**Assignment:**
All records are to be restated exactly, each line as it reads.
(Dataset begins)
PR #400, opened 2017-02-09
Update swagger ui to v2.2.8

antyale:

 - Update swagger ui to v2.2.8


rafaelcaricio:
(Dataset ends)
**Response box:**
PR #400, opened 2017-02-09
Update swagger ui to v2.2.8

antyale:

 - Update swagger ui to v2.2.8


rafaelcaricio:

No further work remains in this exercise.